Galerie Gugging zeigt “Viechereien”

Animalische Facetten der Art Brut zeigt die Galerie Gugging (Klosterneuburg), wo am Mittwochabend die Ausstellung “franz kamlander & co: viechereien” eröffnet worden ist. Die Tierwelt erweist sich als unerschöpfliches Thema, wobei es oft weniger um naturgetreue Abbildung von Tieren geht als um Empfindungen und Emotionen.
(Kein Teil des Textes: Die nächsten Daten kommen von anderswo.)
PR #4008, opened 2021-02-10
Update Algolia ranking configs

nmelehan:
These settings were accidentally not included in release v1.19.1.
They have been set correctly on the production Algolia index,
so this commit gets algolia_settings.json aligned with the
production settings.

### DIFF
--- a/algolia_settings.json
+++ b/algolia_settings.json
@@ -49,8 +49,8 @@
    "geo",
    "words",
    "filters",
-   "proximity",
    "asc(deprecated)",
+   "proximity",
    "attribute",
    "exact",
    "custom"
@@ -60,7 +60,7 @@
    "linode-documentation-sorted"
   ],
   "searchableAttributes": [
-   "title",
+   "unordered(title)",
    "keywords",
    "toc",
    "h1",


nmelehan:

Built with commit 3345bd39f31856d169e827f5f7f5adeeae4b0477

https://deploy-preview-4008--nostalgic-ptolemy-b01ab8.netlify.app

algolia_settings.json
```diff
@@ -60,7 +60,7 @@
    "linode-documentation-sorted"
   ],
   "searchableAttributes": [
-   "title",
+   "unordered(title)",
```
nmelehan, line 63: Setting the title search to unordered means that Algolia will not care whether the search term appears earlier in the title string:
https://www.algolia.com/doc/api-reference/api-parameters/searchableAttributes/

This matters because we haven't always had a strong convention for titles. For example:
- We may have a had a guide in the past that was titled "Apache on Debian"
- The new version of this guide might be titled "How to Install Apache Web Server on Debian"
- If the title search was ordered, then it would be possible for the earlier title to be prioritized in search rankings, because `Apache` appears at the start of that title.

algolia_settings.json
```diff
@@ -49,8 +49,8 @@
    "geo",
    "words",
    "filters",
-   "proximity",
    "asc(deprecated)",
+   "proximity",
```
nmelehan, line 53: This change makes it less likely that a deprecated guide will appear above a non-deprecated guide

andystevensname (approved):

PR #4024, opened 2021-02-15
[Hotfix] v1.21.1

leslitagordita:
Move to using the Linode docs theme repo

theme changes:
Always update search location when on topresults page
Crop the list thumbnails to fit their card container
Fix broken swipe on touch devices
Update module path

Update:
Fix h1 title for What is Unit Testing? guide.


bep (approved):

go.mod
```diff
@@ -8,4 +8,5 @@ require (
 	github.com/bep/hugo-jslibs/turbolinks v0.1.2 // indirect
 	github.com/bep/linodedocs v0.0.0-20210212231859-10aa00d2e096
```
nmelehan, line 9: @leslitagordita this PR looks good to me; the only thing I don't fully understand is why the old `github.com/bep/linodedocs` line remains in go.mod. But, that doesn't seem to be harming anything, and the theme files are correctly listed under `_vendor/github.com/linode/linode-docs-theme` instead of `_vendor/github.com/bep/linodedocs`. Also, I don't have a full understanding of what should be in go.mod and what shouldn't be.

@bep should we prune this line from go.mod, or does that not really make sense?

nmelehan (approved):

go.mod
leslitagordita: @nmelehan thanks for looking. I also had issues with this. I tried manually removing the line and it would come back. I tried `go mod edit -dropreplace` command to see if that removed the line permanently. Once I found the right config file to update with theme info, I saw the files where I expected them (and the old ones gone).

bep: Run `hugo mod tidy` and it should go away, but `hugo mod graph` tells the truth.

PR #4103, opened 2021-03-09
[Update] How to Install kubectl (shortguide)

alexfornuto:
The current download command assumes a download path that is no longer correct. I assume it has something to do with Google no longer being as active as it was with the K8s project.

You can validate the new path from the [Kubernetes docs](https://kubernetes.io/docs/tasks/tools/install-kubectl-linux/).


andystevensname (approved):

alexfornuto:
image

PR #4543, opened 2021-07-23
Change configuration to enable "bundles" taxonomy

alertmybanjos:
I have tested this locally by checking out linode/linode-docs-theme/pull/89

This must be merged along with that pull request, or we'll get a build error that looks like this:
```
ERROR 2021/07/23 11:24:24 list.html for page "bundles" should not be used...
```


wildmanonline:
These changes were included in another PR.

PR #4700, opened 2021-09-07
Hide three guides from Explore Docs menu:

nmelehan:
These guides were appearing in Explore Docs menu, but don’t need to:

- /docs/guides/find-this-guide-on-github/
- /docs/guides/linode-writers-formatting-guide/
- /docs/guides/search/

guides in explore docs menu that should be hidden

Note that these menu items do not appear when loading the docs home page, but they do on other pages (like https://www.linode.com/docs/guides/). They also appear after a delay, after the other items in the menu show up.


nmelehan:
These will still show up in the Netlify preview for this PR, because the Netlify preview uses the production algolia index, and the Explore Docs menu is populated from Algolia. I have tested that the changes work by using a personal Algolia account.

bbiggerr (approved):

PR #4710, opened 2021-09-14
[update] added headers with images

Rajakavitha1:


docs/guides/applications/configuration-management/basics/an-introduction-to-infrastructure-as-a-service/index.md
```diff
@@ -9,6 +9,7 @@ keywords: ['infrastructure as a service','iaas','infrastructure','cloud networks
 tags: ['networking', 'linux']
 license: '[CC BY-ND 4.0](https://creativecommons.org/licenses/by-nd/4.0)'
 published: 2021-08-06
+image: An_introduction_to_ Infrastructure _as _a_ Service.jpg
```
nmelehan, line 12: @Rajakavitha1 The error from Netlify is showing that Hugo can't build successfully. I think it's indicating that there are some syntax issues with some of the new image frontmatter lines in this PR. 

The Netlify errors don't indicate which lines are the problem, but I skimmed through the PR and found this one, which has some extra spaces in the filename where it probably shouldn't. There might be some other problematic lines too, but I'm not sure. I'd recommend fixing this one and then trying to build with Hugo locally to see if it succeeds. If not, try looking through the other new image file names for similar issues

Rajakavitha1:
A new PR has been created to resolve the header issues https://github.com/linode/docs/pull/4738

PR #4910, opened 2021-11-22
Archive MariaDB tables to Object Storage

andysh-uk:


wildmanonline:
Title is very similar to an existing guide by the same author: https://www.linode.com/docs/guides/backup-mariadb-mysql-to-object-storage-with-restic/

andysh-uk:
Hi, the linked guide was about backing up a whole MySQL/MariaDB database to Linode Object Storage. The file saved on OS is a SQL file that can be used to restore the DB. The original table data still lives on the local server in MySQL/MariaDB on the original storage engine.

This guide in the PR uses Maria DB’s S3 storage engine to store the table on OS. Whenever the table is read from (e.g. SELECT * FROM …), the MariaDB storage engine reads the data from Object Storage. The data no longer lives on the server, it is stored in OS.

PR #4951, opened 2021-12-07
[Edit] Use Mypy for Python Static Type Checking

Sachin-Suresh:


wildmanonline:
This guide has already been released: https://www.linode.com/docs/guides/python-static-type-checking-with-mypy/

Der Gugginger Künstler Franz Kamlander (1920-1999) ist mit seinen unverwechselbaren Zeichnungen und Gemälden von Tieren – vor allem Kühe, aber auch Pferd, Eule und Löwe mischen sich darunter – berühmt geworden. Der in Hainburg geborene, aus bäuerlichem Milieu stammende, taubstumme Künstler stellte die Tiere – Nutztiere der Landwirtschaft als Symbol der Erinnerung an die Jugend in unzähligen Varianten und Farbtönen – meist von der Seite dar, der Blick ist jedoch dem Betrachter zugewendet. Signiert hat Kamlander stets mit drei parallelen Wellenlinien.

Rund um Kamlanders Werk sind in der Ausstellung Arbeiten von weiteren 25 Künstlerinnen und Künstlern gruppiert, von Laila Bachtiar bis August Walla und Michel Nedjar. Gelbe Schmetterlinge von Heinrich Reisenbauer, fein gezeichnete Elefanten von Oswald Tschirtner, eine Giraffe von Ida Buchmann, Raritäten von Anton Dobay und Ernst Herbeck, dazu erstmals in der Galerie vertreten: Objekte von Jens Mohr, Gemälde von Ernst Schär und Zeichnungen von Michael Vonbank.

Wer größere Beträge in Kunst anlegen will, könnte zum Beispiel Johann Hausers Bild “Blauer Fisch” um 113.000 Euro erwerben. Am unteren Ende der Preisskala rangiert etwa ein “Marienkäfer” von Helmut Hladisch um wohlfeile 440 Euro. In jedem Fall empfehlenswert ist der zur Ausstellung publizierte kleine Katalog mit Texten von Herbeck und Vonbank.